▸ **Material provided**
PR #722, opened 2015-03-02
activate.sh: drop $_OLD_VIRTUAL_PATH, use remove_from_path instead

blueyed:
Using `$_OLD_VIRTUAL_PATH` will overwrite any changes to $PATH inbetween
activating and deactivating the virtualenv.  It also does not behave
well with `exec $SHELL` (reloading your shell).

`remove_from_path` is taken from pyenv/rbenv's pyenv-which/rbenv-which
shim (https://github.com/sstephenson/rbenv/blob/e851250/libexec/rbenv-which#L18-L27).


Ivoz:
@blueyed I like the idea of this, however concerned that this might not be portable shell code? We don't have the luxury of demanding bash.

BrownTruck:
Hello!

```
Using $_OLD_VIRTUAL_PATH will overwrite any changes to $PATH inbetween
activating and deactivating the virtualenv.  It also does not behave
well with exec $SHELL (reloading your shell).

remove_from_path is taken from pyenv/rbenv's pyenv-which/rbenv-which
shim (https://github.com/sstephenson/rbenv/blob/e851250/libexec/rbenv-which#L18-L27).

---

*This was migrated from pypa/virtualenv#722 to reparent it to the ``master`` branch. Please see original pull request for any previous discussion.*
```

blueyed:
@BrownTruck / @dstufft
Before rebasing/resubmitting this I'd like to have some feedback about if this is feasible / useful, and would be considered to be merged after all.

@Ivoz 
I could investigate to make this POSIX compatible.

BrownTruck:

Issue #407, opened 2013-03-13
PS1 isn't reset if empty


shish:
If one activates a virtualenv while PS1 is empty (eg a non-login shell), then deactivates it, the environment name will be left in the prompt. This can then cause lots of confusion as scripts assume "PS1 is non-empty" == "interactive shell"

```
$ export PS1=
. myEnv/bin/activate
(myEnv) deactivate
(myEnv) # env name is still here after deactivate
```

```
$ export PS1=moo
moo . myEnv/bin/activate
(myEnv)moo deactivate
moo # env name is gone
```

PR #723, opened 2015-03-02
activate.sh: handle empty (but set) vars

blueyed:
Fixes https://github.com/pypa/virtualenv/issues/407


Ivoz:
Cheers, this wasn't a clean merge, so I applied it manually.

▸ **What is required**
One line contains "Before rebasing/resubmitting this". Return that line and every later line through the end of the listing above, exactly, and nothing else.

▸ **Written response**
Before rebasing/resubmitting this I'd like to have some feedback about if this is feasible / useful, and would be considered to be merged after all.

@Ivoz 
I could investigate to make this POSIX compatible.

BrownTruck:

Issue #407, opened 2013-03-13
PS1 isn't reset if empty


shish:
If one activates a virtualenv while PS1 is empty (eg a non-login shell), then deactivates it, the environment name will be left in the prompt. This can then cause lots of confusion as scripts assume "PS1 is non-empty" == "interactive shell"

```
$ export PS1=
. myEnv/bin/activate
(myEnv) deactivate
(myEnv) # env name is still here after deactivate
```

```
$ export PS1=moo
moo . myEnv/bin/activate
(myEnv)moo deactivate
moo # env name is gone
```

PR #723, opened 2015-03-02
activate.sh: handle empty (but set) vars

blueyed:
Fixes https://github.com/pypa/virtualenv/issues/407


Ivoz:
Cheers, this wasn't a clean merge, so I applied it manually.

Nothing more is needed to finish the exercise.